Based on Craigslist listings, for a 1BR condo at Yonge/Sheppard you'll be lucky to get 1700/mo (most are asking 1500-1600, some asking 1700-1800). Such a condo will cost you 300k. Condo fees will be 400/mo. So now you're getting 1300/mo. Property tax will be $2116/year, which means now you're getting $1124/mo. I don't know how much insurance will be but let's say $80/mo. Now you're getting $1044/mo. 

That works out to a 4.1% return on your investment, and that's assuming the absolute best case scenario (no vacancies, getting the high end of the rent scale, tenants paying on time, not paying a property manager, not paying for any repairs).

You can buy Rio-Can which is Canada's largest REIT and get 5.9% dividends on your investment without worrying about things like vacancies, etc.
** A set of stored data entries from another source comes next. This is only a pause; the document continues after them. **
Issue #5342, opened 2017-10-06
Add exclude_files option to file integrity module


andrewkroh:
An `exclude_files` configuration option should be added to the file integrity module in Auditbeat to ignore files that match any of the regular expressions specified in the list.

For example:

```
auditbeat.modules:
- module: audit
  metricsets: [file]
  file.paths:
  - /bin
  - /usr/bin
  - /usr/local/bin
  file.exclude_files: ['\.DS_Store$', '\.swp$']
```

Naming wise I'm debating between `file.exclude` and `file.exclude_files`. The latter is consistent with [Filebeat](https://www.elastic.co/guide/en/beats/filebeat/current/configuration-filebeat-options.html#exclude-files).

liketic:
Seem like `fsnotify` does not expose an exclude API. We can only do filter after received events for now.

andrewkroh:
Right, for fsnotify we can filter the incoming events based on their `Name`. For scanning it will be similar. During the `filepath.Walk` we can skip anything that matches one of the regexes.

But the scanning feature (#5344) hasn't merged yet so I would hold off a second to avoid any merge conflicts (I did a lot of refactoring).

adriansr:
I'm wondering about case-sensitivity for this regular expressions.
Can't decide what makes more sense. Ask the user to include (?i) at the start of every expression if case-insensitive matching is desired, or force case-insensitive matching in our side?

andrewkroh:
For consistency with other parts of Beats I think the user should have to add `(?i)`. AFAIK this is how other areas work. [Looks](https://github.com/exekias/beats/blob/edde8912793f3055f08937fb88fe432e47a8baaa/filebeat/harvester/reader/multiline_config.go#L16) like we use `match.Matcher` in the config and go-ucfg will validate the expression.

andrewkroh:
Implemented in #5888

PR #5888, opened 2017-12-15
Auditbeat: Add exclude_files option to file integrity module

adriansr:
Added a new config field, `exclude_files` consisting of regular expressions used to exclude files from monitoring by the file integrity module.

See #5342

### DIFF
--- a/auditbeat/docs/modules/file_integrity.asciidoc
+++ b/auditbeat/docs/modules/file_integrity.asciidoc
@@ -54,6 +54,10 @@ Linux.
   - /sbin
   - /usr/sbin
   - /etc
+  exclude_files:
+  - '(?i)\.sw[nop]$'
+  - '~$'
+  - '/\.git($|/)'
   scan_at_start: true
   scan_rate_per_sec: 50 MiB
   max_file_size: 100 MiB
@@ -63,6 +67,12 @@ Linux.
 
 *`paths`*:: A list of paths (directories or files) to watch. Globs are
 not supported. The specified paths should exist when the metricset is started.
+
+*`exclude_files`:: A list of regular expressions used to filter out events
+for unwanted files. By default, no files are excluded. See <<regexp-support>>
+for a list of supported regexp patterns. It is recommended to wrap regular
+expressions in single quotation marks to avoid issues with YAML escaping
+rules.
 
 *`scan_at_start`*:: A boolean value that controls if {beatname_uc} scans
 over the configured file paths at startup and send events for the files
@@ -94,8 +104,9 @@ value is sha1.
 
 *`recursive`*:: By default, the watches set to the paths specified in
 `paths` are not recursive. This means that only changes to the contents
-of this directories are watched. If `recursive` is set to `true`, the file
-metric will watch for changes on this directories and all their subdirectories.
+of this directories are watched. If `recursive` is set to `true`, the
+`file_integrity` module will watch for changes on this directories and all
+their subdirectories.
 
 
 [float]
@@ -115,6 +126,6 @@ auditbeat.modules:
   - /sbin
   - /usr/sbin
   - /etc
-  
+
 ----
 
--- a/auditbeat/docs/modules/file_integrity.asciidoc
+++ b/auditbeat/docs/modules/file_integrity.asciidoc
@@ -68,8 +68,9 @@ Linux.
 *`paths`*:: A list of paths (directories or files) to watch. Globs are
 not supported. The specified paths should exist when the metricset is started.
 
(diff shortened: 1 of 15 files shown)


adriansr:
Adding a unit test

auditbeat/module/file_integrity/config.go
```diff
@@ -40,14 +42,16 @@ const (
...
+	Paths               []string        `config:"paths" validate:"required"`
+	HashTypes           []HashType      `config:"hash_types"`
+	MaxFileSize         string          `config:"max_file_size"`
+	MaxFileSizeBytes    uint64          `config:",ignore"`
+	ScanAtStart         bool            `config:"scan_at_start"`
+	ScanRatePerSec      string          `config:"scan_rate_per_sec"`
+	ScanRateBytesPerSec uint64          `config:",ignore"`
+	Recursive           bool            `config:"recursive"` // Recursive enables recursive monitoring of directories.
+	Exclude             []string        `config:"exclude_files"`
+	ExcludeMatchers     []match.Matcher `config:",ignore"`
```
andrewkroh: `match.Matcher` implements `ucfg.StringUpacker` so it will automatically be populated with the compiled regexes. If any of them fail to compile ucfg should emit an error. So I don't think you need the `[]string` version at all.

auditbeat/module/file_integrity/metricset.go
```diff
@@ -167,6 +167,13 @@ func (ms *MetricSet) init(reporter mb.PushReporterV2) bool {
 }
 
 func (ms *MetricSet) reportEvent(reporter mb.PushReporterV2, event *Event) bool {
+	// ignore excluded paths
+	for _, matcher := range ms.config.ExcludeMatchers {
```
andrewkroh: While it is most convenient to apply the filtering here, this wouldn't be much different that using a drop_event processor with a regexp condition. In my mind the benefit of having a dedicated `exclude_files` option is that the filter can be applied earlier in order to save the CPU and I/O cycles associated with reading the file and hashing it. Would it be feasible to apply this filter earlier?

It would need to be applied to the scanner and fsnotify/fsevents readers. I think the events that are triggered by `purgeDeleted` would need filtered as well.

auditbeat/module/file_integrity/metricset_test.go
```diff
@@ -105,6 +105,68 @@ func TestDetectDeletedFiles(t *testing.T) {
...
+
+	ms := mbtest.NewPushMetricSetV2(t, getConfig(dir))
+	capture := &mbtest.CapturingReporterV2{DoneC: make(chan struct{})}
+
+	go func() {
+		for _, f := range []string{"FILE.TXT", "FILE.TXT.SWP", "file.txt.swo", ".git/HEAD", ".gitignore"} {
+			file := filepath.Join(dir, f)
+			ioutil.WriteFile(file, []byte("hello world"), 0600)
+		}
+		for i := 0; i < 100 && len(capture.Events) < 3; i++ {
```
andrewkroh: Waiting for a certain number of events is a pretty common task in tests. We should make this easier to do with the `mb/testing` package.

metricbeat/mb/testing/modules.go
```diff
@@ -217,29 +217,34 @@ func NewPushMetricSetV2(t testing.TB, config interface{}) mb.PushMetricSetV2 {
...
-func (r *capturingReporterV2) Done() <-chan struct{} {
-	return r.done
+// Done returns the Done channel for this reporter.
+func (r *CapturingReporterV2) Done() <-chan struct{} {
+	return r.DoneC
 }
 
 // RunPushMetricSetV2 run the given push metricset for the specific amount of
 // time and returns all of the events and errors that occur during that period.
 func RunPushMetricSetV2(duration time.Duration, metricSet mb.PushMetricSetV2) []mb.Event {
```
andrewkroh: I think it would make sense to add another parameter (`maxEvents`) to RunPushMetricSetV2 for specifying the maximum number of events to wait for. So then the behavior would be run until you reach `duration` (probably should rename to timeout) or until the maximum number of events is received (if `maxEvents > 0`).

auditbeat/docs/modules/file_integrity.asciidoc
```diff
@@ -64,6 +68,12 @@ Linux.
 *`paths`*:: A list of paths (directories or files) to watch. Globs are
 not supported. The specified paths should exist when the metricset is started.
 
+*`exclude_files`:: A list of regular expressions used to filter out events
```
andrewkroh: Based on questions I've seen for Filebeat, I think it would be good to explicitly state that this regular expression is matched against the file's absolute path.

Yes, the stock price of Rio-Can can go down, but so can the price of your condo (and in fact, I'd say this is likely since Toronto is in a huge housing bubble right now, and condos are likely to be hit the hardest since there are more and more going up every day). 

So all in all I would not suggest buying such a condo.


----------



## FrugalTrader (Oct 13, 2008)

In addition, you aren't really buying an investment, you are starting a business. The business of providing tenants with a place to live. Are you reading to deal with tenants? If not, then you'll need to hire a property manager which will incur further expense.


----------



## james4beach (Nov 15, 2012)

I would say a strong 'no'. I lived in downtown Toronto for years, and in this time frame several of my friends bought and then got rid of their condos. Nothing looks more bubbly to me than the Toronto condos. If you wander the streets, all you see are cranes building condos. Talk about over supply!

Condos are simply a horrible deal. You get shoddy workmanship (poor quality construction, glass that shatters and rains down on the streets). They look slick when they're new, but the maintenance costs add up. You have monthly maintenance fees and those fees can go WAY up high, as repair work needs to be done.

They bring in unqualified workers to do these installations. Shoddy construction materials, tied to organized crime no doubt, with crooked construction contracts. The city is one big cesspool of condo construction projects.

Those estimates of "rental income" are always way, way over-optimistic. Eventually you will get a crappy tenant, someone who causes damage, squats, doesn't pay rent, and causes you other grief. In the short term you can make income. In the long term, the maintenance and crappy tenants will kill your return on investment.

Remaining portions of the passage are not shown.